Synopsis
A lot has changed since Kitchen Confidential. For the subculture of chefs and cooks, for the restaurant business as a whole—and for Anthony Bourdain. Medium Raw explores those changes, taking the reader back and forth—from the author’s bad old days—to the present. Tracking his own strange and unexpected voyage from journeyman cook to globe travelling professional eater and drinker, Bourdain compares and contrasts what he’s seen and what he’s seeing, pausing along the way for a series of confessions, rants, investigations, and interrogations of some of the more controversial figures in food. Always returning to the question: “Why cook? “ Or the harder to answer: “Why cook well?”
Beginning with a secret and highly illegal after-hours gathering of powerful chefs he compares to a Mafia summit, the story follows the twists and eddies through subjects ranging from:
• “The Friends of David Chang” is an incredibly undiplomatic discussion with (and peek into the mind of) the hottest, most influential chef in America.
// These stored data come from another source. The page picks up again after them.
Issue #635, opened 2025-07-07
Test gossiped beacon blocks


varun-doshi:
### Describe the feature

Add tests for all cases in validate gossiped Beacon Block
~Blocked by #618~

SWASTIC-7:
@varun-doshi is it still blocked? Else I would love to take this up.

SWASTIC-7:
Ok @varun-doshi I will add those cases too

PR #721, opened 2025-08-20
added test to cover other cases in validate_beacon_block

SWASTIC-7:
### What was wrong?

Test to cover different cases for validate_beacon_block function was needed #635
 
### How was it fixed?

Added more tests to check other cases
- [x] Test future slot block
- [x] Test block is not from future slot
- [x] Test validator not found
- [x] Testing duplicate proposer signature
- [x] Testing bls to execution duplicate change


syjn99:
@SWASTIC-7 Thanks for your contribution!

CI is failing, could you run `make pr` for checking formatting, linting, etc.? Also we follow [conventional commits](https://www.conventionalcommits.org/en/v1.0.0/) for PR title, so could you also change the PR title?

PR #722, opened 2025-08-20
test: added more test for validate_beacon_block 

SWASTIC-7:
### What was wrong?

Test to cover different cases for validate_beacon_block function was needed #635
 
### How was it fixed?

Added more tests to check other cases
- [x] Test future slot block
- [x] Test block is not from future slot
- [x] Test validator not found
- [x] Testing duplicate proposer signature
- [x] Testing bls to execution duplicate change

added some tests, would add some more test (covering positive side of validate_beacon_block fn) in new pr

### DIFF
--- a/Makefile
+++ b/Makefile
@@ -56,7 +56,8 @@ update-book-cli: build-debug ## Update book cli documentation.
 
 .PHONY: test
 test: # Run all tests.
-	cargo test --workspace -- --nocapture
+	cargo test --workspace --exclude ream-network-manager -- --nocapture
+	cargo test -p ream-network-manager -- --nocapture --test-threads=1
 
 clean-deps:
 	cargo +nightly udeps --workspace --tests --all-targets --release --exclude ef-tests
--- a/Makefile
+++ b/Makefile
@@ -56,8 +56,7 @@ update-book-cli: build-debug ## Update book cli documentation.
 
 .PHONY: test
 test: # Run all tests.
-	cargo test --workspace --exclude ream-network-manager -- --nocapture
-	cargo test -p ream-network-manager -- --nocapture --test-threads=1
+	cargo test --workspace -- --nocapture
 
 clean-deps:
 	cargo +nightly udeps --workspace --tests --all-targets --release --exclude ef-tests
--- a/testing/gossip-validation/Cargo.toml
+++ b/testing/gossip-validation/Cargo.toml
@@ -28,5 +28,5 @@ ream-network-spec.workspace = true
 ream-operation-pool.workspace = true
 ream-storage.workspace = true
 
-[dev-dependencies]  
-serial_test = "3.2"
+[dev-dependencies]
+tempdir = "0.3.7" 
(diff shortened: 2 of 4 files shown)


Makefile
syjn99, line 1: Wondering why does this file change.

Makefile
```diff
@@ -56,7 +56,8 @@ update-book-cli: build-debug ## Update book cli documentation.
 
 .PHONY: test
 test: # Run all tests.
-	cargo test --workspace -- --nocapture
+	cargo test --workspace --exclude ream-network-manager -- --nocapture
+	cargo test -p ream-network-manager -- --nocapture --test-threads=1
```
KolbyML: if you want certain tests to be done serially using https://crates.io/crates/serial_test

KolbyML: Wait you are using serial :skull:, Jun wonders why this changed, but there is 0 reasons why this should have changed. I am assuming this is a left over experiment

KolbyML (changes requested):

Makefile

• “Don’t Ask Alice”: Alice Waters. Good . . . or Evil?
• The Big Shake Out: The restaurant business in post-economic meltdown America. How it’s changing. How it might change even more.
• And, Heroes and Villains. (With a few returning favorites.)
Richard says
Bourdain was a frustrated writer striving to attain celebrity status among best-selling authors. His books range from covering cooking to murder-mafia narratives. He is readable because he has curious turns of phrase. It’s staccato-paced reading that, after a while, tests one’s patience.
Credit the man, he got out of the kitchen many times and cooked up some eatable literary dishes, Kitchen Confidential, the most notable.